THE END OF THIS QUIZ MENTIONS A FEW PITFALLS THAT I THOUGHT OF WHILE WRITING IT UP

IT'S UP TO YOU TO DECIDE IF YOU WANT TO READ THEM

I DON'T HAVE ANY DOMAIN KNOWLEDGE IN THIS PROBLEM AREA AND I HAVEN'T TRIED TO SOLVE THE PROBLEM MYSELF SO THESE AREN'T SUBTLE NUANCES THAT WILL GREATLY HELP YOU

DO NOT READ ANY FURTHER IF YOU DO NOT WANT TO READ THEM

THERE IS NOTHING MORE OF ANY INTEREST IN THIS QUIZ AFTER THIS TEXT OTHER THAN THE PITFALLS

SO YOU DON'T NEED TO KEEP READING IF YOU WANT TO THINK ABOUT THE PROBLEM IN A VIRGIN STATE

I THINK THIS MAY BE ENOUGH OF A WARNING

* What do you do with songs with names like "'74-'75" or "Seventy Times 7"
or "=:0 :("?

* How about a song named "Candy Everybody Wants (unplugged)" or "Voulez-Vous
[Extended Remix, 1979 US Promo]" or "Speed Racer - Hardcore Mix" or
"Breathe Remix Feat Sean Paul"?

* What do you do if there IS no way to connect two songs? (And how do you
know for sure?)

Quiz Summary

by Gavin Kistner

Before I begin my analysis of others solutions, let me share two things I learned, in the hopes that it will help someone else:

1) I procrastinate. (I didn't learn this - I already knew it.) I discovered this manifesting itself in my code as I repeatedly put off the hard part of actually creating the playlist, and ended up refactoring my classes about 6 times, and spending a full half hour on just cleaning up the names of the songs. I learned the importance of doing a 'red thread' spike - lay down the core functionality first, get it working, and then make it pretty later.

If you run out of time on a project, it's arguably better to have SOMETHING working, than a really nice solution that's only half implemented, and doesn't do anything.

2) Premature Optimization is the Root of All Evil - I had plans to implement my solution in the most brain-dead simple way possible, and only then (if necessary) optimize it. Somewhere along the way I wandered off the path, and ended up using 'ugly' hashes of hashes for speed sake and a single recursive function. In the end, I did need to do a bit of optimization to get it to run reasonably (see below). But even before that, the damage to my code was severe enough that when I wanted to try out a variation on the algorithm, my own code was ugly enough to deter me from messing with it. Even after my optimization, however, the algorithm was pretty brain-dead stupid, and STILL finished in a tenth of a second.

Moral - don't kill yourself on optimization until you're sure it's necessary.

So, on to the code analysis. Every solution needed to do four things to succeed:

1) Decide the parameters for the playlist to create (user input).
2) Load in the information for a song library.
3) Find a valid "Barrel of Monkeys" playlist based on the library
and the playlist parameters.
4) Display the resulting solution.

Let's look at the solutions for each of these, spending the most time on the #3.

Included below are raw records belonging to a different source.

PR #215, opened 2022-03-19
Parse args like `%hi(fp)` where `fp` is a symbol

zbanks:
Previously, since `fp` is the name of a MIPS register, this would be incorrectly parsed as `Macro("hi", Register("fp"))`.

This change disables the sigil-less register coercion when parsing `Macro` or `BinOp` expressions.

### DIFF
--- a/src/parse_instruction.py
+++ b/src/parse_instruction.py
@@ -278,8 +278,9 @@ def constant_fold(arg: Argument) -> Argument:
     return arg
 
 
-def detect_bare_reg(arg: Argument, arch: ArchAsmParsing) -> Argument:
-    """Check if `arg` is an AsmGlobalSymbol whose name matches a known Register"""
+def replace_bare_reg(arg: Argument, arch: ArchAsmParsing) -> Argument:
+    """If `arg` is an AsmGlobalSymbol whose name matches a known or aliased register,
+    convert it into a Register and return it. Otherwise, return the original `arg`."""
     if isinstance(arg, AsmGlobalSymbol):
         maybe_reg = Register(arg.symbol_name)
         if maybe_reg in arch.aliased_regs:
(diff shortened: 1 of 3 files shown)


src/parse_instruction.py
```diff
@@ -280,6 +278,17 @@ def constant_fold(arg: Argument) -> Argument:
     return arg
 
 
+def detect_bare_reg(arg: Argument, arch: ArchAsmParsing) -> Argument:
+    """Check if `arg` is an AsmGlobalSymbol whose name matches a known Register"""
```
simonlindholm, line 282: the name/doc comment makes this sound like it returns a bool, and also doesn't communicate that it handles aliased registers

src/parse_instruction.py
```diff
@@ -313,8 +322,6 @@ def expect(n: str) -> str:
             if "$" in reg:
                 # If there is a second $ in the word, it's a symbol
                 value = AsmGlobalSymbol(word)
-            elif reg in arch.aliased_regs:
-                value = arch.aliased_regs[reg]
             else:
                 value = Register(reg)
```
simonlindholm, line 326: maybe detect_bare_reg here, to make the logic less error prone? I agree it shouldn't be needed, though

simonlindholm (approved):

src/parse_instruction.py
zbanks: I'm not 100% sure what you mean here:

- This part of the code needs to be able to handle symbolic register names from asm patterns like `$y`, so `value = Register(reg)` cannot be replaced with `value = replace_bare_reg(AsmGlobalSymbol(reg), arch)`, because `replace_bare_reg` won't turn `y` into `Register("y")`. 

- I don't think `value = AsmGlobalSymbol(word)` here needs a `replace_bare_reg`: the replacement is done when `value` is *used* not when it is constructed. (see the `# Global symbol` section)

- I could handle `Register` input values in `replace_bare_reg`, and then change this code to do `value = replace_bare_reg(Register(reg), arch)` -- but I don't think that is more or less clean than what I've done on my latest commit?

simonlindholm: The last point is what I was thinking, under the misapprehension that `replace_bare_reg` already accepted Register inputs. The way you have it with the latest commit is good, though!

==============================
Decide the Playlist Parameters
==============================

Ilmari, Pedro and I all picked songs at random from the library to make a path between. None of our solutions had any customization in terms of types of playlist to create. So much for the value of the Highline quiz ... it seems that UI is still an afterthought when it comes to solving a problem. :)

Brian's solution does support different kinds of playlists (any path, shortest path, and best time fill) but he didn't have time to create a user UI, so his solution hard codes a few start and end points and then solves them.

James' solution assumed that you would supply two command-line arguments, the names of the first and last songs. I hadn't know about the Enumerable#find method, so it was nice to see it used here (finding the first song which had the supplied substring somewhere in the song title). Beyond that, his solution had no further parameters needed for a playlist.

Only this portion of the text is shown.